I'm not sure, I tried to install a retail update I downloaded through PKG tool onto an FPKG installed game and the install just errored out, so I'm guessing the PS4 wouldn't be able to install the downloaded file anyway.


----------



## godreborn (Dec 15, 2021)

it didn't error because it was a retail update.  you'd have to remarry the update, since updates are based on the base package.  can't do that though without knowing the passcode of the retail update, so it's impossible anyway.


----------



## MikeyTaylorGaming (Dec 15, 2021)

Yeah I tried to use the DUXA repackaging tool to marry the two but, as you say it failed because of the password for the update being incorrect since it was retail. 

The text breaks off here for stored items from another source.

PR #1019, opened 2016-08-16
Update .travis.yml to use a newer version of cmake

eugene2k:
This fixes the glfw issue. xcb is unsolved for now.

### DIFF
--- a/.travis.yml
+++ b/.travis.yml
@@ -19,12 +19,13 @@ addons:
   apt:
     sources:
       # install a newer cmake since at this time Travis only has version 2.8.7
-      - kalakris-cmake
-      # add a repository for libsdl2-dev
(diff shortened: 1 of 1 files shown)


msiglreith:
Do we still need the `xcb` crate dependency? #1016 moved all the xcb related window creation to winit. So we might be able to drop it completley.

kvark:
`winit` doesn't support `xcb`, it only uses `xlib` on linux. So we still need `xcb` for systems that don't sport `xlib`, even if behind a feature gate.

kvark:
could you rebase please?

eugene2k:
Rebased. And having a WTH moment here. xcb compiles wiithout complaints now, it seems...

kvark:
@homu r+

PR #1022, opened 2016-08-20
Make trailing comma optional in gfx_defines! declarations

### LINKED ISSUE #1021: gfx_defines! macro throws unintuitive error when missing trailing commas
Following the sample triangle code, I decided to extend the `gfx_defines!` block to include texture coordinates when I discovered:

```rust
gfx_defines!{
	vertex Vertex {
		pos: [f32; 2] = "a_Pos",
		color: [f32; 3] = "a_Color",
		texcoords: [f32; 2] = "a_Texcoords" // <-- error: no rules expect the token `}`
	}
}
```

As I understand it (and I am new to Rust), its idiomatic to use trailing commas in initializer blocks, but not required.

Is this a case where it would be more clear to allow missing a trailing comma?

eugene2k:
fixes #1021

### DIFF
--- a/src/render/src/macros/mod.rs
+++ b/src/render/src/macros/mod.rs
@@ -59,5 +59,15 @@ macro_rules! gfx_defines {
             $keyword $name { $($field : $ty = $e,)+ }
         }
         gfx_defines!($($tail)+);
-    }
+    };
+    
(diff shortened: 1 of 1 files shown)


kvark:
@homu r+
Thanks!

Issue #2136, opened 2023-03-10
Bug: fix client scanning to not record 0-value swap outputs


zbuc:
**Describe the bug**
The view client scanning is supposed to ignore 0-value notes, but this is not happening.

hdevalence:
Did we ever get more information about why it's not happening? I checked the code and the check is there.

Maybe the 0-value check is only applying to _scanned_ notes, and not ones we derive deterministically as swap outputs?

Been learning a lot today! That's why I asked about installing a backported update on 9.00, can't seem to find regular fake updates because if how popular JB on older FW is!


----------



## godreborn (Dec 15, 2021)

that got me to thinking whether a downloaded update would even install for that very reason.


----------



## nikeymikey (Dec 15, 2021)

Ive never had an issue with Al-Azif DNS and games updating. Never had one download or anything. 350+ games installed mostly VR but none have ever auto updated.


----------



## godreborn (Dec 15, 2021)

I had a ratchet and clank update download, think it was 1.09.  it was one of my own dumps, and I installed the 1.07 update from orbis patches.  dumped both and made fake pkg.  anyway, it either failed at downloading or installing.  I've also had it happen with cyberpunk 2077, but those are the only two games.  both updates failed at either downloading or installing.


----------



## MikeyTaylorGaming (Dec 15, 2021)

godreborn said:


> that got me to thinking whether a downloaded update would even install for that very reason.


This is what I thought also. I think it'll download the retail update but fail to install it you choose to install. 

My FFVII remake update download notification came up, and it asks to me install it on startup, but I can still play the game without installing. I can't even see the notification about it downloading now either which is strange but it must be stored somewhere since it's asking me to install it. 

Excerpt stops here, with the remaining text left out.